“Risky, if you’ll permit me to say so, Your Majesty,” Clareyk observed.

  “Agreed. But if you can pull it off, the return could be decisive.”

  “I can see that. At the same time, Your Majesty, I trust you’ll forgive me for saying that if I’m about to try something risky, I’d really prefer for you to be somewhere else while I do it.”

  “Everyone seems to keep saying that to me,” Cayleb replied with a tight grin. “And, usually, I can talk myself into going along with them. But this time, I think not, Brigadier. I’m asking you and your men to run a greater risk than we’d discussed earlier. I’m not going to do that while I sit somewhere in the rear.”

  “Your Majesty, my entire brigade is worth far less to Charis than you are,” Clareyk said bluntly. “With all due respect, I must respectfully decline to unnecessarily endanger your person in a situation like the one we’re discussing.”

  “Brigadier—” Cayleb began sharply, then made himself bite off his sentence. His jaw clamped for a moment, and then he inhaled sharply.

  “You really intend to be stubborn about this, don’t you?”

  “Your Majesty, I’m sorry, but I do.” Clareyk faced his monarch squarely. “It’s your prerogative to relieve me of my command, if you so choose. But the Empire literally cannot spare you at this time. You know that as well as I do. If you want me to bait a trap for Earl Windshare, I’ll do that. But I won’t risk your life on the possibility that Windshare might get lucky.”

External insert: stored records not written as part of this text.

PR #2094, opened 2024-09-24
Compile fixes for the Microsoft HoloLens

BenediktHensen:
This pull request fixes compiler errors that happened on the UWP build target:

- There were several pieces of code that still called functions, e.g., of the EventManager, that were moved into lib-lee. This caused compiler errors as the original function did not exit anymore. I have fixed these errors and reconnected them with their counterparts in lib-lee.
- I removed the Microsoft.MixedReality.DotNetWinRT package as it caused a strange compiler error in the MRTK where a Windows namespace was searched but not found. `Assets\MRTK\Core\Utilities\WindowsApiChecker.cs(10,17): error CS0234: The type or namespace name 'Windows' does not exist in the namespace 'Microsoft' (are you missing an assembly reference?)` This fix of removing the DotNetWinRT package gets rid of the compile error but it should be tested whether this package was necessary for any core functionality.

(Also contains the update to Unity 2022.3.47 since we use that version on many other branches now)


fwild (commented):
the dotwinRT was needed to build, I think? Did you try to build?

fwild:
Thanks for confirming, @BenediktHensen, that WinRT is not needed.

fwild (approved):

Issue #2, opened 2022-07-18
Unit tests with gdUnit (Godot 4.0 only)


bitbrain:
Currently, there is no way of telling if a change will break this addon or not. Introduce unit tests to ensure that any new PR will not break existing logic.

This should only apply to the `godot-4.x` branch since maintaining two separate versions of GUT is difficult to maintain and once Godot 4 launches, the `godot-3.x` branch goes into maintenance mode.

GUT is one option but after much consideration, gdUnit4 has a better and cleaner integration:

https://github.com/MikeSchulze/gdUnit4

## Tests to write

- [x] simple composites
- [x] advanced composites (star nodes)
- [x] advanced composites (random nodes)
- [x] decorators
- [x] complex behavior tree setup (end-2-end)
- [x] simple blackboard
- [x] advanced blackboard (shared between multiple trees)
- [x] interrupt logic for running nodes
- [x] beehave tree methods (currently running action + get last condition)

Nemesis-AS:
Which unit testing framework would you recommend?
Currently I'm aware of GUT - https://github.com/bitwes/Gut
and WAT - https://github.com/AlexDarigan/WAT
There may be other ones as well

bitbrain:
I ported GUT to Godot 4 so we should use that one!

https://github.com/bitwes/Gut/tree/godot_4

creadicted:
> I ported GUT to Godot 4 so we should use that one!
> 
> https://github.com/bitwes/Gut/tree/4.0

Do you mean https://github.com/bitwes/Gut/tree/godot_4 ?

bitbrain:
@creadicted good catch! It got renamed.

bitbrain:
I discovered https://github.com/MikeSchulze/gdUnit4 and that one looks much more promising. I will raise a PR soon to add these tests!

bitbrain:
Added a first set of unit tests here: https://github.com/bitbrain/beehave/pull/105

PR #6, opened 2022-07-29
disable physics process on root disable

JoelPagliuca:
## Description

disable/enable `physics_process` with `enable()` / `disable()` to save some cycles (especially with lots of AI agents running with disabled BTs)

I think we've both ended up inspired by the same BT implementations, I have some slight differences in my implementation so I thought I'd send some PRs to see what you thought, huge fan of the videos btw!

## Screenshots

image

## Checklist

- [x] Unit tests (Godot 4 only after https://github.com/bitbrain/beehave/issues/2 is done)


bitbrain (approved):

bitbrain:
Nice one!

PR #9, opened 2022-08-04
Allow custom actor on the BeehaveRoot node

Donorhan:
## Description

Depending on the project it happens that the parent node is not the actor node. 

For example in my case I have the following architecture:
 - PlayerController
    - Character

Or

- AIController (AI type)
  - Character
  - BehaviorRoot node

The purpose of this parameter is to be able to use a node other than the parent node, if the parameter is not specified the code fallback on the default behavior : using the parent node.

## Addressed issues

- Manage nodes in a more flexible way

## Screenshots

Capture d’écran, le 2022-08-04 à 18 50 13

## Checklist

### DIFF
--- a/addons/beehave/nodes/beehave_root.gd
+++ b/addons/beehave/nodes/beehave_root.gd
@@ -9,6 +9,10 @@ const RUNNING = 2
 
 @export var enabled : bool = true
 
+@export_node_path var actor_node_path : NodePath
+
+var actor : Node
+
 @onready var blackboard = Blackboard.new()
 
 func _ready():
@@ -16,26 +20,31 @@ func _ready():
 		push_error("Beehave error: Root should have one child")
 		disable()
 		return
+
+	actor = get_parent()
+	if actor_node_path:
+		actor = get_node(actor_node_path)
+
 	set_physics_process(enabled)
 
 func _physics_process(delta):
 	blackboard.set("delta", delta)
 
-	var status = self.get_child(0).tick(get_parent(), blackboard)
-	
+	var status = self.get_child(0).tick(actor, blackboard)
+
 	if status != RUNNING:
 		blackboard.set("running_action", null)
-	
+
 func get_running_action():
 	if blackboard.has("running_action"):
 		return blackboard.get("running_action")
 	return null
-		
+
 func get_last_condition():
 	if blackboard.has("last_condition"):
 		return blackboard.get("last_condition")
 	return null
-	
+
 func get_last_condition_status():
 	if blackboard.has("last_condition_status"):
 		var status = blackboard.get("last_condition_status")


bitbrain:
@Donorhan great change! Could you raise a similar PR for the 3.x branch, too?

bitbrain (approved):

Donorhan:
@bitbrain Yes of course 🙂

kaluluosi:
@Donorhan 
I'm very curious about your playercontroller aicontroller. Are you designed in imitation of UE4's gameplay framework? Is the playercontroller a node or a kinematical body? Can you share it?

Donorhan:
@kaluluosi I never used the unreal engine, I mostly worked on Unity, so may be 😅

I have a Character node which is a simple character (CharacterBody2D) with "action" functions like move to a point, take an object, attack, etc. This node also manages its animations, attributes (life points, inventory), .... The idea is to see the Character node as a simple puppet that you can control.

Next to that I have two other nodes (extending Node2D) that have a Character node as reference:
- PlayerController: this node listens for user input and gives commands to the puppet
- AIController: this node is composed of BehaviorTree and applies actions to the Character node linked to it

With this architecture the control logic is decoupled from the character logic. A character can be controlled by an AI or a user and this can change during the game.

I can make an example with code if you want more details 🙂

ai_node
character_node

kaluluosi:
> @kaluluosi I never used the unreal engine, I mostly worked on Unity, so may be 😅
> 
> I have a Character node which is a simple character (CharacterBody2D) with "action" functions like move to a point, take an object, attack, etc. This node also manages its animations, attributes (life points, inventory), .... The idea is to see the Character node as a simple puppet that you can control.
> 
> Next to that I have two other nodes (extending Node2D) that have a Character node as reference:
> 
> * PlayerController: this node listens for user input and gives commands to the puppet
> * AIController: this node is composed of BehaviorTree and applies actions to the Character node linked to it
> 
> With this architecture the control logic is decoupled from the character logic. A character can be controlled by an AI or a user and this can change during the game.
> 
> I can make an example with code if you want more details 🙂
> 
> ai_node
> 
> character_node



Awesome! @Donorhan 
Recently, I'm also designing a class that abstracts the player controller and treats the kinematicbody as a puppet.
I always thinking about how to implement control switch like Super Mario Odyssey.
image

Most tutorial teach us to deal player Input inside the character(KinematicBody), I think it's not a good way.
Official Docs say that we should deal Input in _input/_unhandle_input, but I never see the usecase.

So I imitate the idea of UE4's Gameplay Framework.
We need a class abstract player controller to handle input and possess characters.
AIController possess enemy. If we want , we can possess a enemy, then we take place the AIController with PlayerController.
Even make p1 p2 controller easy. Easy to implement character choose system.

But I didn't finish it yet.
My mind is blocked, and I need to absorb other people's ideas to help me get enlightened.
Would you like to show me how you implement it?

bitbrain:
@Donorhan @kaluluosi feel free to create a discussion here https://github.com/bitbrain/beehave/discussions instead as the pull requests are not meant for Q&A conversations unrelated to the pull request itself.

  Cayleb half-glared at Clareyk, but the brigadier didn’t flinch. Then his eyes flickered sideways to Merlin for a third time.

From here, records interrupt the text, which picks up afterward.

Issue #1, opened 2022-07-18
Debug view in editor


bitbrain:
**Is your feature request related to a problem? Please describe.**
When running games with behavior trees it is difficult to follow what is currently happening within it. Setting breakpoints within individual nodes is not ideal and when there is a bug it is quite difficult to figure out which nodes of the tree are currently running and what status they are currently in.

**Describe the solution you'd like**
Introduce a visual view inside the editor when clicking on a behavior tree that renders the behavior tree visually and highlights the status of every node in the tree and the "flow" animated as well.

## Example from **Tomate_Salat**

https://user-images.githubusercontent.com/822035/215510419-c6990290-cd60-440d-bb90-ae6d2ec52577.mp4

GammaGames:
Could the debug view be drawn with the `_draw` function by the root node? It'd be easy to enable/disable "debugging" with the node's `visible` property (somehow it'd have to default to disabled), and you could draw the behavior trees in the game world as the game runs. Would be cool to see the states highlight and change

bitbrain:
@GammaGames that is an interesting idea. I was more thinking about having it as a dedicated node scene (with Godot 4 you could have it as a separate window next to your game).

The problem with showing it "in the world" is that especially for pixel art games, the camera zoom makes it very difficult to properly show the behaviour tree.

GammaGames:
I agree that a separate scene would be easier, and you could always throw it inside a viewport to render it in game

And yay, separate windows!

Wichamir:
What's the state of this? Debugging without this is really painful.

bitbrain:
@GammaGames worked on a [Proof of Concept in the past](https://gist.github.com/GammaGames/28f3368128b67a4c02af0faed679cc93) (see https://github.com/GammaGames/beehave/pull/1). Unfortunately, that solution was flawed due to the following:

- someone using this addon should not have to setup additional stuff to get debugging to work. It should _just work_
- there were some API breaking changes we had to do in order to cater for the debugging functionality. With the `4.x` branch we may get away with it (since Godot 4 is officially not out yet)

The important thing is that there needs to be three things to make this work:

1. a dedicated debug view inside the Godot editor (perhaps in a new tab or when clicking on a behaviour tree node?) that displays the whole behaviour tree and shows the status of each node (e.g. by using colours, @GammaGames did a good job at that in his first attempt)
[...]

PR #11, opened 2022-08-06
Allow user to set process mode

GammaGames:
## Description

I added the option to set `process_node` to the `BeehaveRoot` script. It has a few options:
* `PHYSICS_PROCESS`: Current behavior
* `IDLE`: Process ticks in `_process`
* `MANUAL`: Call the tree's `tick` method manually

(This is mostly useful for the debug tools I'm working on, but it was easy to add so I did it in a separate PR)

## Addressed issues

- Prep for #1, will allow the user to manually call ticks to step through the code

## Screenshots

image

## Checklist

### DIFF
--- a/addons/beehave/nodes/beehave_root.gd
+++ b/addons/beehave/nodes/beehave_root.gd
@@ -10,7 +10,8 @@ const RUNNING = 2
 enum PROCESS_MODE {
 	PHYSICS_PROCESS,
 	IDLE,
-	INPUT
+	INPUT,
+	MANUAL
 }
 
 export (bool) var enabled = true
--- a/addons/beehave/nodes/beehave_root.gd
+++ b/addons/beehave/nodes/beehave_root.gd
@@ -13,7 +13,7 @@ enum PROCESS_MODE {
 	MANUAL
 }
 
-export (PROCESS_MODE) var process_mode = PROCESS_MODE.PHYSICS_PROCESS
+export (PROCESS_MODE) var process_mode = PROCESS_MODE.PHYSICS_PROCESS setget set_process_mode
 export (bool) var enabled = true
 
 onready var blackboard = Blackboard.new()
@@ -61,14 +61,17 @@ func get_last_condition_status():
 			return "RUNNING"
 	return ""
 
-
 func enable():
 	self.enabled = true
 	set_process(process_mode == PROCESS_MODE.IDLE)
 	set_physics_process(process_mode == PROCESS_MODE.PHYSICS_PROCESS)
 
-
 func disable():
 	self.enabled = false
 	set_process(self.enabled)
 	set_physics_process(self.enabled)
+
+func set_process_mode(value):
+	process_mode = value
+	set_process(process_mode == PROCESS_MODE.IDLE)
+	set_physics_process(process_mode == PROCESS_MODE.PHYSICS_PROCESS)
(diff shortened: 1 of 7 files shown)


GammaGames:
Followed by: https://github.com/GammaGames/beehave/pull/1

https://user-images.githubusercontent.com/7832163/183264739-7c033b6e-08a2-4af1-aed0-1b458a01ab0a.mp4

bitbrain (approved):

bitbrain:
@GammaGames looks mostly good to me apart from some smaller comments. There are some merge conflicts it seems, though.

addons/beehave/nodes/beehave_root.gd
```diff
@@ -7,6 +7,13 @@ const SUCCESS = 0
 const FAILURE = 1
 const RUNNING = 2
```
bitbrain, line 9: Could you name this ProcessMode instead?

addons/beehave/nodes/beehave_root.gd
```diff
@@ -47,12 +61,17 @@ func get_last_condition_status():
...
 
 func disable():
 	self.enabled = false
-	set_physics_process(false)
+	set_process(self.enabled)
+	set_physics_process(self.enabled)
+
+func set_process_mode(value):
+	process_mode = value
+	set_process(process_mode == PROCESS_MODE.IDLE)
```
bitbrain: A bit of a funny one: if you enable the idle thread from within the physics thread there might be a race condition where it starts processing the tree already while this very method is still running. Be mindful of that edge case.

bitbrain (changes requested):
Address comments first.

addons/beehave/nodes/beehave_root.gd
GammaGames: Done!

addons/beehave/nodes/beehave_root.gd
GammaGames: Good catch! Should I add a note, or make it wait until the next tick to change the process mode? Might be able to do the latter with the signals from the debug PR

bitbrain: For now, add a FIXME comment. Let's see if someone has issues in future and we might implement a fix for it.

bitbrain (dismissed):

GammaGames:
Conflict should be fixed now!

addons/beehave/nodes/beehave_root.gd
```diff
@@ -56,12 +70,17 @@ func get_last_condition_status():
 			return "RUNNING"
 	return ""
 
-
 func enable():
 	self.enabled = true
-	set_physics_process(true)
-
+	set_process(process_mode == ProcessMode.IDLE)
```
bitbrain: One last thing: could we do this instead
here?

`set_proccess_mode(self.process_mode)`

addons/beehave/nodes/beehave_root.gd
```diff
@@ -25,26 +32,33 @@ func _ready():
 	if actor_node_path:
 		actor = get_node(actor_node_path)
 
-	set_physics_process(enabled)
+	set_process(enabled and process_mode == ProcessMode.IDLE)
```
bitbrain: Same here

addons/beehave/nodes/beehave_root.gd
GammaGames: Good idea!

bitbrain (approved):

  “Very well, Brigadier,” the emperor said after a long, simmering moment. “You win. And you’re wrong about my prerogative to relieve you.” He showed his teeth. “I’d get away with it about as long as it took for the Empress to find out what you’d done to piss me off.”

  “I’ll admit that that thought did occur to me, Your Majesty.”

  “I’m sure it did. However, if I allow you to chase me back to the rear, I’d at least like to leave . . . call it a personal representative behind. Someone who can report to me in person as soon as whatever happens happens.”

  “May I assume you have someone in mind for that duty, Your Majesty?”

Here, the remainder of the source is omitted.